Peneliti berusaha menggali data secara mendalam tanpa mempunyai prediksi terlebih dahulu, sehingga terbuka kemungkinan untuk memperoleh data seluas-luasnya dari responden. Peneliti tidak melakukan pembuktian terhadap suatu hipotesis. Penelitian ini menuntut fleksibilitas terhadap fenomena di lapangan yang mempunyai kemungkinan untuk berubah. Menghadapi hal ini metode penelitian kualitatif menjadi pilihan yang paling tepat.
2. Tempat dan Waktu
Penelitian ini akan dilaksanakan pada bulan September 2008 di Desa Karang Wangkal, Kecamatan Purwoketo Utara.
B. Populasi dan Sampel
Populasi adalah keseluruhan dari subjek penelitian (Arikunto 2002). Populasi dalam penelitian ini berjumlah 487 orang. Sampelnya adalah 3 orang dengan pertimbangan jika informan tersebut sudah mampu memberikan informasi yang dibutuhkan. Namun jika informasi yang dibutuhkan menurut peneliti kurang, maka ditambah sampel lagi sampai mencapai titik kejenuhan di mana semakin banyak informan maka data dan informasi yang didapat tidak bertambah.
Jumlah Populasi Sampel ditentukan dengan cara purposive sampling, yaitu teknik penentuan sampel dengan pertimbangan tertentu (Sugiyono 2002). Sampel berasal dari populasi yang terjaring, dengan kriteria inklusi dan eklusi sebagai berikut.
Kriteria inklusi:
1. Anak yang bertempat tinggal di Desa Karang Wangkal.

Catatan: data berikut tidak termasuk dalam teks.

PR #1207, opened 2026-09-01
feat(rust/sedona-expr): parse logical spatial filters

### LINKED ISSUE #1152: rust/sedona-expr: Allow `SpatialFilter` to be constructed from a logical `Expr`
Currently our SpatialFilter infrastructure can only be created from `Arc<dyn PhysicalExpr>`; however, when implementing `TableProvider` it's useful to be able to support the `filters` argument, which are logical `Expr`. We can export a logical expression parser that mirrors the physical one to make it easier to implement simple table providers.

paleolimbot:
Adds logical Expr parsing to SpatialFilterFactory while sharing the existing physical predicate parser. Supports spatial range and distance predicates, boolean AND/OR, boolean literals, literal metadata, and name-based logical columns.

This is done by converting to a physical expression and reusing that parsing. I think this is a good thing because the logic is complicated for the specific functions and the chance of an error in the dummy conversion is smaller than a chance of an error in the parsing / bounding logic.

Closes #1152

### DIFF
--- a/rust/sedona-expr/src/spatial_filter.rs
+++ b/rust/sedona-expr/src/spatial_filter.rs
@@ -21,7 +21,7 @@ use datafusion_common::config::ConfigOptions;
 use datafusion_common::{exec_datafusion_err, DataFusionError, Result, ScalarValue};
 use datafusion_expr::{Expr, Operator};
 use datafusion_physical_expr::{
-    expressions::{BinaryExpr, Column, Literal, NegativeExpr},
+    expressions::{BinaryExpr, Column, Literal},
     PhysicalExpr, ScalarFunctionExpr,
 };
 use geo_traits::Dimensions;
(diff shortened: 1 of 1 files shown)


james-willis (approved):

rust/sedona-expr/src/spatial_filter.rs
```diff
@@ -488,6 +499,83 @@ impl SpatialFilterFactory {
...
+                function.func.name(),
+                Arc::clone(&function.func),
+                args,
+                Arc::new(Field::new("", return_type, true)),
+                Arc::new(ConfigOptions::default()),
+            )))
+        }
+        // Preserve an unsupported node as a physical expression that the shared
+        // argument parser will classify as `Other`.
+        _ => Ok(Arc::new(UnknownSentinelExpr)),
```
james-willis, line 538: what actually happens in this case?

paleolimbot: This will translate into `SpatialFilter::Unknown` (which will prevent pruning, since Unknown could evaluate to True).

PR #1208, opened 2026-09-01
fix(rust/sedona-raster-gdal): make sedona-proj dev-only

### LINKED ISSUE #1036: rust/sedona-raster-functions: Remove sedona-proj dependency for raster functions
After https://github.com/apache/sedona-db/pull/1001 we have access to reprojection from the ConfigOptions so we no longer need to depend on sedona-proj and `with_global_proj_engine()` to do this from other crates. The sedona-raster-functions crate does this in a few places (e.g., RS_Value, RS_Intersects.

paleolimbot:
Remove sedona-proj from regular dependencies because all uses are test-only. The existing dev-dependency retains proj-sys for tests.

closes #1036

### DIFF
--- a/rust/sedona-raster-gdal/Cargo.toml
+++ b/rust/sedona-raster-gdal/Cargo.toml
@@ -42,7 +42,6 @@ sedona-common = { workspace = true }
 sedona-expr = { workspace = true }
 sedona-functions = { workspace = true }
 sedona-gdal = { workspace = true }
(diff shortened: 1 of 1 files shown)


james-willis (commented):
Yes. I think the whole SedonaDB is at this point only consuming sedona-proj through CrsEngine. 

I've already checked raster but not 100% sure about vector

2. Bersedia menjadi responden.
3. Umur 10-15 tahun.
4. Rentang antar anak kurang dari 5 tahun.
5. Anak yang tidak mempunyai cacat mental maupun fisik.
6. Jenis kelamin sama.
Kriteria eksklusi :
1. Anak dengan child abuse.
2. Anak dengan kegagalan tumbuh kembang
3. Anak yang tinggal di Desa Karang Wangkal hanya pada hari-hari tertentu saja.
C. Variabel Penelitian
Variabel penelitian adalah sesuatu yang digunakan sebagai ciri, sifat, dan ukuran yang dimiliki atau yang didapat oleh satuan penelitian tentang suatu konsep pengertian tertentu (Notoatmodjo 2005). Variabel penelitian ini adalah faktor-faktor yang menyebabkan sibling rivalry.
D. Definisi Operasional Variabel
1. Sibling rivalry adalah permusuhan, kebencian, kompetisi antar saudara kandung yang dialami oleh anak di mana hal itu dilakukan untuk menarik perhatian atau meminta kasih sayang dari orang tua yang dirasa sekarang tidak diberikan kepadanya lagi sehubungan dengan hadirnya saudaranya yang baru.
2. Sikap adalah respon yang ditimbulkan baik langsung maupun tidak langsung terhadap suatu stimulus.
3. Usia adalah umur yang telah dilalui seseorang dalam menjalani hidup.
4. Jenis kelamin adalah identitas yang dimiliki oleh seseorang berdasarkan pertimbangan alat kelamin.
5. Ambisi anak adalah sikap dan sifat yang kuat untuk mendapatkan sesuatu.
6. Pola asuh orang tua adalah gaya pembelajaran dan pendidikan yang diberikan orang tua kepada anaknya sebagai bentuk pembelajaran yang utama.
7. Anak adalah manusia yang berumur 0-18 tahun yang sedang tumbuh dan berkembang baik motorik maupun sensoriknya.
E. Instrumen Penelitian
1. Wawancara mendalam (in depth interview)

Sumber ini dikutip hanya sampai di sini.